Targeting emerging cancer hallmarks by transition metal complexes: Epigenetic reprogramming and epitherapies. Part II

Highlights

• The development of many cancer types is associated with global epigenetic changes.

• Metal complexes were shown to interfere with the function of DNMTs, HMDs and HDACs.

• Metal prodrugs can be activated upon intracellular triggers.

• Selective release of epigenetic modulators might translate into lower toxicity.

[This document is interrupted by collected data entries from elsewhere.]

PR #1284, opened 2021-09-02
Added prefs theme

Patitotective:
Added prefs theme in reference of ***PREFS*** python library https://patitotective.github.io/PREFS/


Patitotective:
I did read the contribution guidelines, where says:
> NOTE: If you are contributing your theme just because you are using it personally, then you can customize the looks of your card with URL params instead.

Never says when to add the theme, just when don't do. Anyways I'm currently using the [customization options](https://github.com/anuraghazra/github-readme-stats#customization).
Thanks for the answer, i will close the pull request.

PR #3289, opened 2025-10-07
guardrail show threats

rakshak-akto:


apps/threat-detection-backend/src/main/java/com/akto/threat/backend/db/MaliciousEventModel.java
```diff
@@ -38,6 +39,38 @@ public enum Status {
     IGNORED
   }
 
+  public enum Label {
```
gauravakto, line 42: just use normal enum like above.

apps/threat-detection-backend/src/main/java/com/akto/threat/backend/service/MaliciousEventService.java
```diff
@@ -78,6 +78,7 @@ public void recordMaliciousEvent(String accountId, RecordMaliciousEventRequest r
             .setType(evt.getType())
             .setMetadata(evt.getMetadata().toString())
             .setSuccessfulExploit(evt.getSuccessfulExploit())
+            .setLabel(evt.getLabel())
```
gauravakto: Threat Client -> MaliciousDetectorTask -> buildSampleMaliciousRequest -> from here also we need to send the label as THREAT now.

rakshak-akto: https://github.com/akto-api-security/akto/pull/3300

PR #3304, opened 2025-10-09
supporting streamable http in mcp

shivam-rawat-akto:


libs/utils/src/main/java/com/akto/testing/ApiExecutor.java
krngrover94, line 764: here we are checking for header

libs/utils/src/main/java/com/akto/testing/ApiExecutor.java
```diff
@@ -755,6 +755,11 @@ private static boolean shouldInitiateSSEStream(OriginalHttpRequest request) {
             return true;
         }
 
+        // Return false for streamable HTTP requests for MCP
+        if ("/mcp".equals(request.getPath())) {
+            return false;
```
krngrover94: what if sse server has /mcp path?
And we are already checking for event-stream headers which usually exist in case of sse request?
Have you find any case where it is failing?

PR #3309, opened 2025-10-09
Updated McpAudit dto

aanchalakto:


libs/dao/src/main/java/com/akto/dto/McpAuditInfo.java
```diff
@@ -27,6 +28,12 @@ public class McpAuditInfo {
     private Set<ApiInfo.ApiAccessType> apiAccessTypes;
     private int hostCollectionId;
 
+    // Conditional approval fields
+    private Map<String, Object> approvalConditions;
```
rakshak-akto, line 32: remove the constructor since its not used.

PR #3339, opened 2025-10-15
added new LogDb cyborg

harshithb3304:


libs/utils/src/main/java/com/akto/data_actor/DbLayer.java
```diff
@@ -681,6 +681,10 @@ public static void insertProtectionLog(Log log) {
         ProtectionLogsDao.instance.insertOne(log);
     }
 
+    public static void insertCyborgLog(Log log) {
+        com.akto.dao.CyborgLogsDao.instance.insertOne(log);
```
gauravakto: import at top

harshithb3304: done

PR #3388, opened 2025-10-21
Fixing prompt handler using azure open ai

Ark2307:


krngrover94 (approved):

libs/utils/src/main/java/com/akto/gpt/handlers/gpt_prompts/TestExecutorModifier.java
```diff
@@ -7,7 +7,9 @@
 
 import com.mongodb.BasicDBObject;
 
-public class TestExecutorModifier extends PromptHandler {
+public class TestExecutorModifier extends AzureOpenAIPromptHandler {
+
```
krngrover94, line 11: we have 2 more magic filters other than this
TestFilterModifier
TestValidatorModifier

PR #3389, opened 2025-10-21
added accountId to each log

harshithb3304:


libs/utils/src/main/java/com/akto/log/LoggerMaker.java
```diff
@@ -331,19 +331,27 @@ public List<Log> fetchLogRecords(int logFetchStartTime, int logFetchEndTime, Log
...
     public void info(String message, Object... vars) {
-        logger.info(message, vars);
+        String accountId = Context.accountId.get() != null ? Context.accountId.get().toString() : "NA";
+        String formattedMessage = "accountId: " + accountId + ", " + message;
+        logger.info(formattedMessage, vars);
     }
 
     public void error(String errorMessage, Object... vars) {
-        logger.error(errorMessage, vars);
+        String accountId = Context.accountId.get() != null ? Context.accountId.get().toString() : "NA";
```
gauravakto: create a common function


getFormattedMessage use it everyhwere

libs/utils/src/main/java/com/akto/log/LoggerMaker.java
```diff
@@ -157,16 +157,17 @@ protected static void sendToSlack(String err) {
     }
 
     protected String basicError(String err, LogDb db) {
-        if(Context.accountId.get() != null){
-            err = String.format("%s\nAccount id: %d", err, Context.accountId.get());
+        if (Context.accountId.get() != null) {
+            err = String.format("%s\naccountId: %d", err, Context.accountId.get());
         }
```
gauravakto: we don't need this? formattedMessage will anyways add the accountID

libs/utils/src/main/java/com/akto/log/LoggerMaker.java
```diff
@@ -331,19 +330,27 @@ public List<Log> fetchLogRecords(int logFetchStartTime, int logFetchEndTime, Log
...
-        logger.warn(message, vars);
+        logger.warn(getFormattedMessage(message), vars);
+    }
+
+    /**
+     * Helper to prefix the message with accountId consistently.
+     */
+    private String getFormattedMessage(String message) {
+        String accountId = Context.accountId.get() != null ? Context.accountId.get().toString() : "NA";
+        return "accountId: " + accountId + ", " + message;
```
gauravakto: For each log line we need to make it parseable by code/regex. For that we must have specfic format. Let's keep this for now.

`return "accountId: " + accountId + " message:  " + message;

• Transition metal complexes represent a promising alternative to existing epitherapies.

Abstract

In this last decade, our understanding of the complex factors and processes that drive cancer development and progression has broadened in scope and grown in depth. Today, it is widely held that as a disease, cancer can be characterized in terms of specific hallmarks that normal cells need to acquire to transform into malignant cells. Because it is both logical and intuitive, the hallmarks of cancer concept has been adopted by both the scientific and medical community as an organising principle to understand cancer and to develop new therapeutic approaches. Several new hallmarks have emerged in recent years arising from a better understanding of the crosstalk between cancer cells and their surrounding tumor microenvironment. The current review is based on the collaborative efforts of bioinorganic chemists, molecular biologists and medical doctors. It focuses on the use of transition metals as therapeutic drugs to treat malignancies arising from epigenetic dysregulation and compares the therapeutic approaches of transition metal complexes over existing drugs in clinical use.

Introduction

In 2000, Weinberg and Hanahan organized the evidence of cancer development and summarised the common capabilities shared by most human tumors into six essential alterations that are required by cells to acquire malignant phenotype [1]. These six essential alterations, including self-sufficiency in growth signals, insensitivity to anti-growth signals, tissue invasion and metastasis, limitless replicative potential, sustained angiogenesis and evading apoptosis were termed the “Hallmarks of Cancer” (Fig. 1). In 2011, two new hallmarks – deregulating cellular energetics and avoiding immune destruction, as well as two enabling characteristics – genome instability and tumor-promoting inflammation, were further included into the classification (Fig. 1) [2]. Recently, Hanahan further expanded the existing classification by the addition of four new hallmarks and enabling characteristics, including unlocking phenotypic plasticity, nonmutational epigenetic reprogramming, polymorphic microbiomes and senescent cells (Fig. 1) [3]. The newly added hallmarks and enabling characteristics revealed the emerging role of tumor microenvironment (TME) in cancer pathogenesis. Since TME was characterized by altered metal homeostasis, we hypothesized that rationally-designed transition metal complexes might interfere with the function of various TME components and might represent a promising therapeutic option for treating cancers. In Part I of this review, the therapeutic strategies developed for targeting phenotypic plasticity and cancer microbiome with transition metal were summarised and extensively covered [4]. Herein, we will focus on the use of transition metals as therapeutic drugs to treat malignancies arising from epigenetic dysregulation and compare the therapeutic approaches of transition metal complexes over existing treatment options.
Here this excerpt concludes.